Se é verdade que o modelo de negócio está a sofrer alterações, também é verdade que este player é o único que tem lugar garantido, desde que se adapte a um novo contexto técnico, tecnológico, legislativo e de modelo de negócio. Este último, adaptado a um novo consumidor.

Segundo a ACEA, existem em Portugal aproximadamente 5 milhões de viaturas ligeiras de passageiros. Se grosso modo afirmarmos que existem 9.000 oficinas em Portugal (concessionários + oficinas independentes), temos uma média de 556 viaturas por oficina no nosso país. Este valor, no entanto, padece de correção, já que existem várias “oficinas informais” no nosso país, que impactam este rácio numa tendência descendente, colocando-nos em valores abaixo de outros países europeus, em que segundo uma estimativa da Wolk Consulting, rondará as 800 viaturas por oficina em países como a Alemanha, França e Itália.

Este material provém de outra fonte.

PR #2607, opened 2017-11-17
Polyhedron demo: Fixes for QGLViewer 2.7 and remove GlSplat

maxGimeno:
## Summary of Changes
 This PR fixes several problems faced with recent versions of QGLViewer, mainly in the selections plugin.


Polyhedron/demo/Polyhedron/Plugins/PCA/Scene_edit_box_item.cpp
```diff
@@ -773,6 +773,7 @@ void Scene_edit_box_item::highlight()
 {
   d->ready_to_hl = true;
   Viewer_interface* viewer = dynamic_cast<Viewer_interface*>(*QGLViewer::QGLViewerPool().begin());
+  viewer->makeCurrent();
```
lrineau: How will it be implemented in our future multi-viewer world?

maxGimeno: makeCurrent() is a function from Qt, not qglViewer, so it will be the same as I intend to use QOpenGLWidget (which works for Android, unlike the old QGLWidget)

lrineau: I mean: if there are multiple viewer, `QGLViewer::QGLViewerPool()->begin()` may not be the right viewer! I think the API of that item will have to be changed so that the `Scene_edit_box_item` knows in which viewer it is used.

maxGimeno: Oh, that. I could use the lambda function version of the singleShot to send the viewer as argument for the slot `highlight()`.

maxGimeno: An object should not be usable in only one viewer, especially if it is not in ht emain one, as it can be destroyed any time. The solution I propose would be consistent with what you are saying. Adding an argument to `highlight()` would avoid having to cast from the pool, and the function that calls highlight casts from its `obj`argument, which is the affected viewer. So I think it is the best solution.

lrineau:
This PR is broken. Try to compile it locally.

lrineau:
Note that commit https://github.com/CGAL/cgal/pull/2607/commits/1ac1eb3fdb34094fc3e589f670bab3f314980900 removes GlSplat. I have modified the title of the PR.

sloriot:
@lrineau  do you know why this PR was not selected for 4.12? Last change was November 15.
Someone on [SO](https://stackoverflow.com/questions/49055638/error-while-building-polyhedron-demo) seems to be affected by the issue.

maxGimeno:
Actually I rebased it a few days ago to get rid of some conflicts.

lrineau:
I do not know why it was not selected. Maybe I thought it was unmaintained?

Let's try to get it into CGAL-4.12-beta2.

lrineau:

sloriot:
@maxGimeno this PR is breaking the change of the rotation center (right-click+double left-click).

maxGimeno:
See #2904. .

Segundo a ACAP, a idade média do parque de viaturas ligeiras é de quase 13 anos e a idade média de abate é superior a 22 anos. Como bem sabemos, temos um parque envelhecido que necessita urgentemente de ser renovado.  Muitas são as opiniões em que um parque velho é bom para o negócio do aftermarket. Quando analisamos esta afirmação com o rigor dos dados, tal não se verifica. A baixa venda de automóveis novos é normalmente consequência de uma economia débil, o que desmotiva à reparação e manutenção da viatura. Por outro lado, quanto mais velha é a viatura, menor o seu valor comercial e menor a disposição do seu proprietário em investir na sua reparação/manutenção.

Segundo dados da ACAP, o Aftermarket não parou de crescer desde 2013, atingindo em 2019, um valor próximo de 2MM de Euros. Será interessante verificar como terá sido o comportamento em 2020, num ano completamente diferente de todos os restantes.